Après la forte mobilisation exigée par les attentats, Pharos rééquilibre désormais ses activités entre tous ses domaines de prédilection, notamment celui de l’escroquerie où les chiffres s’affolent année après année. Avec 80.519 signalements l’an passé, c’est de loin le domaine le plus chronophage. Consultant ses données, le commandant de police Patrick Mariatte, chef de la section Internet de l’OCLCTIC, relève notamment que, parmi la pléthore d’arnaques, le «phishing» – le moyen pour des escrocs d’extorquer des données personnelles par l’envoi de mails notamment – constitue 34 % des escroqueries. 4 % concernent le «chantage à la webcam», ces victimes dont les photos intimes sont détenues par de supposés compagnons de flirt, en réalité des escrocs qui les font ensuite chanter. «Un internaute nous a signalé le cas d’une jeune fille qui a ainsi été abusée et qui s’était confiée à lui sur un forum. Et pour cette affaire qui démarre donc du Net, il y aurait plusieurs dizaines de victimes», signale Patrick Mariatte.

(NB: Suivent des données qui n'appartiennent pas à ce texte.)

Issue #59352, opened 2024-01-05
☂️  Search Jobs


stefanhengl:
P0: for 5.3 release
- [x] #59329  
- [x] Make search jobs available in UI by default

P1: future release
- [ ] support type:repo
- [ ] support type:diff, type:commit ([context](https://sourcegraph.slack.com/archives/C05KARB1F33/p1703094344907599))
- [ ] #59354

jtibshirani:
5.3 release status: ✅ All set, not aware of any remaining work.

PR #59619, opened 2024-01-16
search jobs: switch from CSV to JSON

stefanhengl:
Relates to #59352 

We switch the format of the results download from CSV to line-separated JSON. 
Each line corresponds to a JSON object containing chunk matches. 
The JSON object has the same format as the matches served by the [Stream API](https://sourcegraph.com/github.com/sourcegraph/sourcegraph@1a3693f18b01aef62fb371a26f09386fa6c66597/-/blob/internal/search/streaming/http/events.go?L12).

[example.json](https://github.com/sourcegraph/sourcegraph/files/13948979/example.json)

This is a **breaking change** motivated by customer feedback. 
Search Jobs is still released as EAP so a breaking change is acceptable. 

Pros:
- richer information (matches, content, positions)
- supports all result types
- same format as Stream API

Cons:
- Requires more storage
- Not as easy to parse by a human as a CSV

The commits can be reviewed separatedly. 
The first 2 commits contain the core of this change. 
In the third commit I delete code and update tests

Next: update documentation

Avec des fiches qui tombent par centaines pour dénoncer des malversations en tous genres, l’OCLCTIC a pour projet de développer un Pharos dédié aux seules escroqueries permettant aussi de prendre les plaintes en ligne.

Cyber-infiltration
Non loin, autour d’autres bureaux, des enquêteurs se concentrent sur un autre domaine qui d’année en année révèle un nombre constant de signalements: les atteintes aux mineurs. Mais cette fois, Pharos ne se contente pas de réagir à ce que les internautes envoient. Des enquêteurs agissent. Sept d’entre eux sont formés et habilités à faire de la cyber-infiltration, une nécessité pour «aller au contact» de pervers qui utilisent mille procédés pour rester anonymes. Devant son écran, Eugénie*, sourire lumineux et visage détendu, fait partie de cette équipe spéciale. Policière et mère de famille, elle s’invente depuis quatre ans des profils – tantôt de prédateur, tantôt de proie – pour entrer en communication avec ces pédophiles de la Toile. «Cela prend du temps car il faut se créer une vie et on ne doit pas provoquer la personne», explique-t-elle en poursuivant: «Par ce biais, on cherche aussi à matérialiser l’infraction.» Cet objectif peut d’ailleurs aller très loin, jusqu’au rendez-vous avec l’auteur des clichés pédopornographiques, comme ce fut le cas, une fois, pour Eugénie. Ce jour-là, «sa cible» avait accepté de quitter son écran et de faire tomber le masque en se rendant dans la rue. Mais au lieu de trouver un enfant, il a été «cueilli» par des policiers.

* Le prénom a été changé.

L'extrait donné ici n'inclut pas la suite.